WHAT YOU NEED TO DO: Read the data, and whenever a line holds the word "opened", report that line.
GIVEN DATA below:
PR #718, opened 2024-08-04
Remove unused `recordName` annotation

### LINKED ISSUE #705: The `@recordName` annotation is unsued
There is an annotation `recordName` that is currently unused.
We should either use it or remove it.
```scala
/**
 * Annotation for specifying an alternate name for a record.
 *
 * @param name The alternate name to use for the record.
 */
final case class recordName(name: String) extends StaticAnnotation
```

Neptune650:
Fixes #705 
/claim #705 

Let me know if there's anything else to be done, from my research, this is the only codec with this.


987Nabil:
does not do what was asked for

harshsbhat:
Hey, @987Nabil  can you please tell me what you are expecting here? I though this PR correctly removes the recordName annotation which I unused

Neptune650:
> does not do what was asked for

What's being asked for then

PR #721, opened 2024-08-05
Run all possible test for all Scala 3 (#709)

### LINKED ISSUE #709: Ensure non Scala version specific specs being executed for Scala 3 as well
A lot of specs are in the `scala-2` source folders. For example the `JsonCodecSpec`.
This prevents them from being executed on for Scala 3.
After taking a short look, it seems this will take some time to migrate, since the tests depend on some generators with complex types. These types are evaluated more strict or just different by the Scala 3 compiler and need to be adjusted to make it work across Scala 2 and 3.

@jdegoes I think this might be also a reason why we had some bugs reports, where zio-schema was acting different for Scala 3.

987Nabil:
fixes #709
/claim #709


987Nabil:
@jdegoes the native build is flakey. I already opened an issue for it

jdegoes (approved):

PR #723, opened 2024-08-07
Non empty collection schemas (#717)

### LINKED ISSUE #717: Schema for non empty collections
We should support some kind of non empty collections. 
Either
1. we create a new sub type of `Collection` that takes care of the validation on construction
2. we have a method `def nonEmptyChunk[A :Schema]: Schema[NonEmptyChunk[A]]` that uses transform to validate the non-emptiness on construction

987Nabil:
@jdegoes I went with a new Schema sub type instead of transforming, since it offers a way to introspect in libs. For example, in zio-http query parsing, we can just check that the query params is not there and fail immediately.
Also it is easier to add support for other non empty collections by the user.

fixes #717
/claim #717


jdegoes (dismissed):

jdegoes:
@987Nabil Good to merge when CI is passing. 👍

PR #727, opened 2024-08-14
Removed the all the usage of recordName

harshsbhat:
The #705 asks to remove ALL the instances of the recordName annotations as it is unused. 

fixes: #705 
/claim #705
End of GIVEN DATA.
GIVEN DATA below:
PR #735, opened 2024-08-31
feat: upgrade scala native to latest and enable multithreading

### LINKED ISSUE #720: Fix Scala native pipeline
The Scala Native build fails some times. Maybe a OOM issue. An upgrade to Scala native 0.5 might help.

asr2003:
End of GIVEN DATA.
RESPONSE TO THE EXERCISE:
PR #718, opened 2024-08-04
PR #721, opened 2024-08-05
@jdegoes the native build is flakey. I already opened an issue for it
PR #723, opened 2024-08-07
PR #727, opened 2024-08-14
PR #735, opened 2024-08-31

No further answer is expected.